# [Q] Stable Build



## AuroEdge (Aug 2, 2011)

A friend of mine broke their phone and wants to borrow my Fascinate. Been away from the Fascinate for a while now so not sure what's what. I'm wondering what the latest build of CM10.1 is that's stable and without major bugs? I didn't see a monthly released in Jan like most phones received and this user is not experienced with Android ROMs. Trying to get them something they can use without tinkering with for a while. Thanks!


----------



## larryp1962 (Aug 31, 2011)

Black Bean 7 is a good Rom or The CyanogenMod nightly's i_s what i recommend_


----------



## Dagex (Feb 14, 2013)

Hellybelly its loaded down with features has a high end graphics mode which makes graphics looks awesome its faster than other tons due to the devil kernel and its the most stable ROM I've been on

Sent from my SCH-I500 using Tapatalk 2


----------



## ZeroFighter (Dec 17, 2011)

If you want something fast and stable, I recommend either JT's Vanilla Gingerbread or TSM Pool Party 1.6. I use my Fascinate as a media device now and I run either stock or Pool Party.


----------



## Dagex (Feb 14, 2013)

ZeroFighter said:


> If you want something fast and stable, I recommend either JT's Vanilla Gingerbread or TSM Pool Party 1.6. I use my Fascinate as a media device now and I run either stock or Pool Party.
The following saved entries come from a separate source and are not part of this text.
PR #2686, opened 2024-08-02
MWPW-154969 Log LCP and key user attributes

chrischrischris:
This adds the ability to log performance data back to Lana.

To enable the feature, metadata `pageperf = ‘on’ ` must be set for the page.  This feature only works in Chrome browsers.

Additionally `pageperf-rate` can be set to determine what percentage of pages will send data.  E.g `pageperf-rate=15` would have 15% of the pages send perf data. The default rate is `50`%.

The sending of the data to Lana is delayed so as to not affect any parts of the page load.

Data sent:
* Chrome Version
* CLS Score
* Country (only if georouting is enabled via geo2)
* Downlink: Mbps - Chrome caps value at `10`
* LCP Score
* LCP Element Type
* LCP URL
  * If there is no identifying url, the element html will be used.
* Adobe IMS Logged In Status
* OS
* URL of page
* Window Width & Height
* MEP Manifest Data
  * Manifest(s) Used (only the ones that have been applied to the page)
  * Selected Experience in the manifest

Resolves: [MWPW-154969](https://jira.corp.adobe.com/browse/MWPW-154969)

**Test URLs:**
- After: https://154969-log-lcp--milo--adobecom.hlx.page/?martech=off


libs/utils/logWebVitals.js
```diff
@@ -0,0 +1,97 @@
+const LANA_CLIENT_ID = 'pageperf';
+
+let lanaSent = false;
+
+function sendToLana(lanaData) {
+  if (lanaSent) return;
+  const ua = window.navigator.userAgent;
+
+  Object.assign(lanaData, {
+    chromeVer: (ua.match(/Chrome\/(\d+\.\d+\.\d+\.\d+)/) || [])[1] || '',
```
robert-bogos, line 10: Nit: This can be shorter with optional chaining.
```suggestion
    chromeVer: ua.match(/Chrome\/(\d+\.\d+\.\d+\.\d+)/)?.[1] || '',
```

libs/utils/logWebVitals.js
```diff
@@ -0,0 +1,97 @@
...
+    country: sessionStorage.getItem('akamai') || '',
+    // eslint-disable-next-line compat/compat
+    downlink: window.navigator?.connection?.downlink || '',
+    loggedIn: window.adobeIMS?.isSignedInUser() || false,
+    os: (ua.match(/Windows/) && 'win')
+      || (ua.match(/Mac/) && 'mac')
+      || (ua.match(/Android/) && 'android')
+      || (ua.match(/Linux/) && 'linux')
+      || '',
```
robert-bogos, line 19: Nit: this can be less repetitive.
```suggestion
    os: [[/Windows/, 'win'], 
          [/Mac/, 'mac'], 
          [/Android/, 'android'], 
          [/Linux/, 'linux']].find(i => ua.match(i[0]))?.[1] || '';
```

libs/utils/utils.js
```diff
@@ -998,6 +998,21 @@ export function scrollToHashedElement(hash) {
   });
 }
 
+function logPagePerf() {
+  const isChrome = () => {
+    const nav = window.navigator;
+    return nav.userAgent.includes('Chrome') && nav.vendor.includes('Google');
+  };
+
+  if (getMetadata('pageperf') === 'on' && isChrome()) {
```
overmyheadandbody, line 1007: Minor nit: I'd guess the feature would be disabled more often than not, right? In which case maybe we can do an early return based on the `pageperf` metadata.
```suggestion
  if (getMetadata('pageperf') !== 'on') return;

  const isChrome = () => {
    const nav = window.navigator;
    return nav.userAgent.includes('Chrome') && nav.vendor.includes('Google');
  };

  if (!isChrome()) return;
```

libs/utils/logWebVitals.js
```diff
@@ -0,0 +1,97 @@
...
+}
+
+function observeCLS(lanaData) {
+  let cls = 0;
+  /* c8 ignore start */
+  new PerformanceObserver((entryList) => {
+    for (const entry of entryList.getEntries()) {
+      if (!entry.hadRecentInput) {
+        cls += entry.value;
+      }
```
robert-bogos, line 46: Nit: this could be an one liner.
```suggestion
      if (!entry.hadRecentInput) cls += entry.value;
```

libs/utils/logWebVitals.js
```diff
@@ -0,0 +1,97 @@
...
+}
+
+function getElementInfo(el) {
+  const elSrc = el.src || el.currentSrc || el.href || el.poster;
+  if (elSrc) {
+    try {
+      const srcUrl = new URL(elSrc);
+      return srcUrl.origin === window.location.origin ? srcUrl.pathname : srcUrl.href;
+    } catch {
+      // fall through
```
robert-bogos, line 59: Any reason for not logging the error in here?

robert-bogos (approved):
Looks good 👍 Just a few suggestions.

overmyheadandbody (approved):

SilviuLCF (approved):
Verified , testing details https://jira.corp.adobe.com/browse/MWPW-154969

mokimo:
@SilviuLCF @robert-bogos @overmyheadandbody implemented the PR feedback as Chris is out, could you have another look?

libs/utils/logWebVitals.js
mokimo: I felt Chris version is a little easier to understand on the first read, left it at that

overmyheadandbody (approved):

nobody runs gingerbread anymore haha jellybean is much more faster and stable

Sent by Hellybelly 4.2.2


----------



## daheazle (Oct 22, 2011)

Dagex said:


> nobody runs gingerbread anymore haha jellybean is much more faster and stable
> 
> Sent by Hellybelly 4.2.2


Jellybean isn't really as fast or stable.... The best scores i ever got on my mes was with awesome sauce and lean kernel. Also the only time i ever had a softboot on gb was when i was overclocking too much. That being said, jelly has much more eye candy and is more user friendly in my opinion.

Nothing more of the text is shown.